AIM OF THE TASK
In the entries that follow, the line with "PR #222, opened 2017-08-28" opens the range and the line with "from unidecode import unidecode" closes it; repeat that range exactly, both lines included.

MATERIAL PROVIDED
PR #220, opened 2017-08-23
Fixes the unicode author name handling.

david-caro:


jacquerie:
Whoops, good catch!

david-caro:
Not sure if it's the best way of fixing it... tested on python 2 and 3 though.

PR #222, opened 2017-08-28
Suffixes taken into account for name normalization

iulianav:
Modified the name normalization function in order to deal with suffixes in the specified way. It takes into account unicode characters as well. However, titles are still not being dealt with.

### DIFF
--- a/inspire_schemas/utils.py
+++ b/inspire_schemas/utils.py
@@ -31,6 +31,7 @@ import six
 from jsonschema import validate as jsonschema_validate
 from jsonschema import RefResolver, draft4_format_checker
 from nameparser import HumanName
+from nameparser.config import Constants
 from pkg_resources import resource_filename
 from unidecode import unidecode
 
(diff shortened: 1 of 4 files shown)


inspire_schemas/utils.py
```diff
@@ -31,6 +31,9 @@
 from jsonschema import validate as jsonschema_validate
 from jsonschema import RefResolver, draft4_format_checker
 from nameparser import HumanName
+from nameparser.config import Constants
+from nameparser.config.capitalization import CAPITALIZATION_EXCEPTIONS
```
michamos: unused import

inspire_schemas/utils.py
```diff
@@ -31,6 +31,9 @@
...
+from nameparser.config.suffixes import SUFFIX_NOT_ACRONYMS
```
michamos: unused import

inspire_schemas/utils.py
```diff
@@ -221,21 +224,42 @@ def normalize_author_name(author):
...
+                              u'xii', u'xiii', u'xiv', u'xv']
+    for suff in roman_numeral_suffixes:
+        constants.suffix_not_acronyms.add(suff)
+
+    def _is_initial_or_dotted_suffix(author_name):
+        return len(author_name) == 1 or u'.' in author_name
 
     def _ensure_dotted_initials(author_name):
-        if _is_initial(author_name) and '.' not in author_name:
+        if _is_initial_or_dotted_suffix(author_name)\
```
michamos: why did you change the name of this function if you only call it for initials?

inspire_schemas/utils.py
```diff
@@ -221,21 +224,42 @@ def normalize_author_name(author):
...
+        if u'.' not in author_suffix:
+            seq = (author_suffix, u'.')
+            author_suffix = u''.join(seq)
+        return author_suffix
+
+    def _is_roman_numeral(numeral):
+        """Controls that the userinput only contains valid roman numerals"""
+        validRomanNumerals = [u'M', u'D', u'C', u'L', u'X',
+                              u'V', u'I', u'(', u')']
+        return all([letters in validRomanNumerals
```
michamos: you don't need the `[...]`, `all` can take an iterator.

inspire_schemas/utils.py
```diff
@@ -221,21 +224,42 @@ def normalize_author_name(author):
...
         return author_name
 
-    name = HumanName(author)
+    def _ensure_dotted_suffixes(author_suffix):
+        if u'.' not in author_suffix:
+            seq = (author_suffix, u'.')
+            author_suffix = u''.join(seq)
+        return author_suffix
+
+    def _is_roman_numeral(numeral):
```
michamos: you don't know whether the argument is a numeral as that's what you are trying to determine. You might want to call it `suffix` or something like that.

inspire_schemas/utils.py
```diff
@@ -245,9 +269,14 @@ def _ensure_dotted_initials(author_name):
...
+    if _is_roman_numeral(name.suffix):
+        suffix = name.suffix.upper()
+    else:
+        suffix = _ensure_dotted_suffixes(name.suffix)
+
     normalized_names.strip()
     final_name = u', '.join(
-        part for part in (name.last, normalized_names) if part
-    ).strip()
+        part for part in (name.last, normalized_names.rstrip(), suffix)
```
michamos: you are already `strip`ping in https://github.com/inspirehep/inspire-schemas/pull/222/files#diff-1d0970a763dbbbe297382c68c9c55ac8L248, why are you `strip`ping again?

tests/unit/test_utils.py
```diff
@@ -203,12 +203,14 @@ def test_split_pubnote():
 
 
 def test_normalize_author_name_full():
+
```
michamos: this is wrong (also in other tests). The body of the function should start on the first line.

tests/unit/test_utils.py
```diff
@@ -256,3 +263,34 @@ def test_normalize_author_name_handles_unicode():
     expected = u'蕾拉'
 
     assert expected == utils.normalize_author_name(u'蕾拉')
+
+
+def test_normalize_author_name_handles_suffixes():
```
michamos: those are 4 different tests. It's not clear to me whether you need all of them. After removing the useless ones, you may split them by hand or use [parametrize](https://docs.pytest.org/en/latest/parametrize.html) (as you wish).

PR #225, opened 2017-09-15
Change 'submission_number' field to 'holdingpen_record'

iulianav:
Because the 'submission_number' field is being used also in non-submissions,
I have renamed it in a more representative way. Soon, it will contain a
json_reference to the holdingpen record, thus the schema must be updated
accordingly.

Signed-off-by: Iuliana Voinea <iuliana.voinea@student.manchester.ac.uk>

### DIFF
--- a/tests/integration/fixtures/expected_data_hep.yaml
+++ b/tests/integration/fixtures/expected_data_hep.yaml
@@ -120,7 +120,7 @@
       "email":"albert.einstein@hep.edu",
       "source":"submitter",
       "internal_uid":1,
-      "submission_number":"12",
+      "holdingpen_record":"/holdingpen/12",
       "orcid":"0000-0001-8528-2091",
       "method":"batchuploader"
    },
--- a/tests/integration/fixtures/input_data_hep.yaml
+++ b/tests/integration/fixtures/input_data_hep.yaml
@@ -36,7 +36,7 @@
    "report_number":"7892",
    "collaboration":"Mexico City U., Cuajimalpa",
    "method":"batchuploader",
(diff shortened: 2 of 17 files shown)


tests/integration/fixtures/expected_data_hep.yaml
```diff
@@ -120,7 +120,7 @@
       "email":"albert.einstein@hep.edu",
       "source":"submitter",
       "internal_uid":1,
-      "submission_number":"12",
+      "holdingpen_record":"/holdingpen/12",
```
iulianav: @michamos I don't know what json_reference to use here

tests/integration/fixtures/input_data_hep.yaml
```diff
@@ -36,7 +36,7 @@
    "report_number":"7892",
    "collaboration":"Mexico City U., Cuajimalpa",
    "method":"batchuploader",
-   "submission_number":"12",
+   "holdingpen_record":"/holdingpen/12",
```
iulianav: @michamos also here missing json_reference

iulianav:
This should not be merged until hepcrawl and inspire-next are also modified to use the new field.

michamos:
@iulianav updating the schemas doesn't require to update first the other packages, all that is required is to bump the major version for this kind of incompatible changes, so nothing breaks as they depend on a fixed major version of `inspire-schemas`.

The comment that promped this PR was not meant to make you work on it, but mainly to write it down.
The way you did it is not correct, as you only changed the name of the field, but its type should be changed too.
==
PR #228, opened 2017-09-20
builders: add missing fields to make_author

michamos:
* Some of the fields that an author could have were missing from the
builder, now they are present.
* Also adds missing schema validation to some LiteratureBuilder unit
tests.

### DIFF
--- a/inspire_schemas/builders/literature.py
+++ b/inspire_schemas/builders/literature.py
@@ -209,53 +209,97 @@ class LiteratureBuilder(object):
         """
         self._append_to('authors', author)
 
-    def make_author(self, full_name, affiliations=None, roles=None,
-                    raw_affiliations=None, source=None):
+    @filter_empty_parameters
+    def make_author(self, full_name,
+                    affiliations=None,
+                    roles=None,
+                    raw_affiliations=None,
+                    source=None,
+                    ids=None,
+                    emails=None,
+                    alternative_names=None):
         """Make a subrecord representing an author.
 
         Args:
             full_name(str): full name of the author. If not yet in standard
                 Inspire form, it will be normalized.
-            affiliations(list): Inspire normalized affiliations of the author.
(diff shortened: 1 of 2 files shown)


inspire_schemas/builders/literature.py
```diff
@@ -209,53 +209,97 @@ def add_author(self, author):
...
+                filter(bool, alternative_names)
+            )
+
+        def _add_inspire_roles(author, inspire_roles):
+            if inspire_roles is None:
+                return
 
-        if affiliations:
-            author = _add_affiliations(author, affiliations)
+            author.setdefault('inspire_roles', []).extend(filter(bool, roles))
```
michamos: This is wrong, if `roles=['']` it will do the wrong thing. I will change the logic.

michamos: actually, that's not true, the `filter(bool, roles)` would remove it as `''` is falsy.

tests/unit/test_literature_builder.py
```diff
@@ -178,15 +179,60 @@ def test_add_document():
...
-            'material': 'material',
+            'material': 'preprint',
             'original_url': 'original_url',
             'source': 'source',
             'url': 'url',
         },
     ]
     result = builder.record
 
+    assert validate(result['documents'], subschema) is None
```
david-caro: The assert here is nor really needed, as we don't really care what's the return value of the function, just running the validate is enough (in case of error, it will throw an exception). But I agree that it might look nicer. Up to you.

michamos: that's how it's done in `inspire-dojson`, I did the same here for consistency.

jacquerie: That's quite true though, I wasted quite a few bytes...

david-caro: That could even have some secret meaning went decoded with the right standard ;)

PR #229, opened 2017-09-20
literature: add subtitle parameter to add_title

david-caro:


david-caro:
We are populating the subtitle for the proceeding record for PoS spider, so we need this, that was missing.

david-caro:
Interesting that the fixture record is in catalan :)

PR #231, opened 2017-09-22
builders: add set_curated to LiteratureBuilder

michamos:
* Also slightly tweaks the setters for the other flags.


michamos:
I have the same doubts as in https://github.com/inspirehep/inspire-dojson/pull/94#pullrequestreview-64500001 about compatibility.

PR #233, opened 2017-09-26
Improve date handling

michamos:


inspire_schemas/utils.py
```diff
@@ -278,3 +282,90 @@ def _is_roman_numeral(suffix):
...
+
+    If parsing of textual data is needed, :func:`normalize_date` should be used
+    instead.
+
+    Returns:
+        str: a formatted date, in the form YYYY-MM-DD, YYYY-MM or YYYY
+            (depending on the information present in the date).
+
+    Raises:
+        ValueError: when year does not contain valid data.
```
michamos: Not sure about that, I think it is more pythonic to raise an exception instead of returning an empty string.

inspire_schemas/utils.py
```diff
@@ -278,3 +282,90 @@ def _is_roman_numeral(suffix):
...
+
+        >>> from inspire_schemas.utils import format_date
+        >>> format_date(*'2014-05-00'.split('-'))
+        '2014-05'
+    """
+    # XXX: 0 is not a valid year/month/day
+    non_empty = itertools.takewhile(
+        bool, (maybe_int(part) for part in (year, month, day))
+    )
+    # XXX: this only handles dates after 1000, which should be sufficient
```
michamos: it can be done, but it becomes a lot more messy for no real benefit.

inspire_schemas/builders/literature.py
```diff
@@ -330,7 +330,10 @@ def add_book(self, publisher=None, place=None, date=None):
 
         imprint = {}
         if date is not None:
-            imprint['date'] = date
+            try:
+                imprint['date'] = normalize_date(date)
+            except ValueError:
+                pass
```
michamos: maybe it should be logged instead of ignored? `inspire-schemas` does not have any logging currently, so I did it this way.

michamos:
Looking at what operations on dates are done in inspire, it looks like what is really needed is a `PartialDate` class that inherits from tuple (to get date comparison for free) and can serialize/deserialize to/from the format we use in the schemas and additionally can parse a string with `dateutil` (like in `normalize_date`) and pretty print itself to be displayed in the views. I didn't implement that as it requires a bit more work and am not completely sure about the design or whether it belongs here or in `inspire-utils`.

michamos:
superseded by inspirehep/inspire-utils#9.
==
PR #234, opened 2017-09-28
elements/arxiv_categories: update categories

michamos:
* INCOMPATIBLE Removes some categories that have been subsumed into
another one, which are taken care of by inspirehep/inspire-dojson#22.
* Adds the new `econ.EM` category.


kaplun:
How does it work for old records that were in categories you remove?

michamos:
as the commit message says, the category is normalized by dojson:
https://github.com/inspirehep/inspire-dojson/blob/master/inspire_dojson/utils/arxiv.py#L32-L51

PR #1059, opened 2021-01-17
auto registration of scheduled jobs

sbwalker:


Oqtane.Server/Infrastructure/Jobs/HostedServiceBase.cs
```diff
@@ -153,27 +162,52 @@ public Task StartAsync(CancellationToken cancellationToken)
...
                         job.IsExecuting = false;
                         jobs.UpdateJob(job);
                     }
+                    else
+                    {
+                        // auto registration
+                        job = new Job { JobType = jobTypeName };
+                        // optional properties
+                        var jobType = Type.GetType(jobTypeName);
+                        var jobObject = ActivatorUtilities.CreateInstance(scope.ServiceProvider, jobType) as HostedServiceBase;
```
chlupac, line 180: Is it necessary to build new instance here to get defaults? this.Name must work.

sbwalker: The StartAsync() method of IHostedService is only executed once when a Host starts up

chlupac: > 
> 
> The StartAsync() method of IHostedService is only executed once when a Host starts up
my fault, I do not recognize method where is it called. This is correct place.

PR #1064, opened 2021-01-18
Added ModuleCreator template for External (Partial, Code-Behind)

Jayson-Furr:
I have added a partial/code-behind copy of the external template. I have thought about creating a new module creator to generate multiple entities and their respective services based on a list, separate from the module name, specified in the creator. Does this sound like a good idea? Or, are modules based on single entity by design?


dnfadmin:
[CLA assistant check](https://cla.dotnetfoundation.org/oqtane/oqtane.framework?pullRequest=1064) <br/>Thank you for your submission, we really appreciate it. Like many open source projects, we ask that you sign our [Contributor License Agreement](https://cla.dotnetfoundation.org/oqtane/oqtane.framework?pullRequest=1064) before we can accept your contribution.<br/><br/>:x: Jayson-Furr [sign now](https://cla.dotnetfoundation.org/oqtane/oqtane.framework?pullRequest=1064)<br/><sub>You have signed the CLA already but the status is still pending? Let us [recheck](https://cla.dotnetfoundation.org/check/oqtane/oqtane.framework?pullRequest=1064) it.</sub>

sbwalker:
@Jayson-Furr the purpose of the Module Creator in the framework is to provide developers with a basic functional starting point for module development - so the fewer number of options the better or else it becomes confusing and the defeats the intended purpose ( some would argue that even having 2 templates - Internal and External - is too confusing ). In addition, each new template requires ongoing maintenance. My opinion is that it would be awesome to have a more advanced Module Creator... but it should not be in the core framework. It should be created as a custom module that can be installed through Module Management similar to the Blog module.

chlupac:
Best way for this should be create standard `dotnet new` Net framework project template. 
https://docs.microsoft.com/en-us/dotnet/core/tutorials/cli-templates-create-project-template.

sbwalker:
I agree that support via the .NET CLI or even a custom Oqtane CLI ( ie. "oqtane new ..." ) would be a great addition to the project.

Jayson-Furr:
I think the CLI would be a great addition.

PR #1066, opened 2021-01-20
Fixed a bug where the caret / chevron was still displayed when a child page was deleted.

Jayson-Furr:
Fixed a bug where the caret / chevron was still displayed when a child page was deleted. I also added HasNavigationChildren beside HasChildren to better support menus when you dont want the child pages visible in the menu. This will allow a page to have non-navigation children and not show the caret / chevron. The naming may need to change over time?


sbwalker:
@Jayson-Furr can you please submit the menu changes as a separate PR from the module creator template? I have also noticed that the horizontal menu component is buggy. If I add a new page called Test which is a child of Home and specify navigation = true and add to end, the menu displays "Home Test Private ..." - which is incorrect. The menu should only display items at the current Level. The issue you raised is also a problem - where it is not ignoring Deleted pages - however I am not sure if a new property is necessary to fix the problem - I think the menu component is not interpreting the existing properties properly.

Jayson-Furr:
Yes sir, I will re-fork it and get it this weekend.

WORKED SOLUTION
PR #222, opened 2017-08-28
Suffixes taken into account for name normalization

iulianav:
Modified the name normalization function in order to deal with suffixes in the specified way. It takes into account unicode characters as well. However, titles are still not being dealt with.

### DIFF
--- a/inspire_schemas/utils.py
+++ b/inspire_schemas/utils.py
@@ -31,6 +31,7 @@ import six
 from jsonschema import validate as jsonschema_validate
 from jsonschema import RefResolver, draft4_format_checker
 from nameparser import HumanName
+from nameparser.config import Constants
 from pkg_resources import resource_filename
 from unidecode import unidecode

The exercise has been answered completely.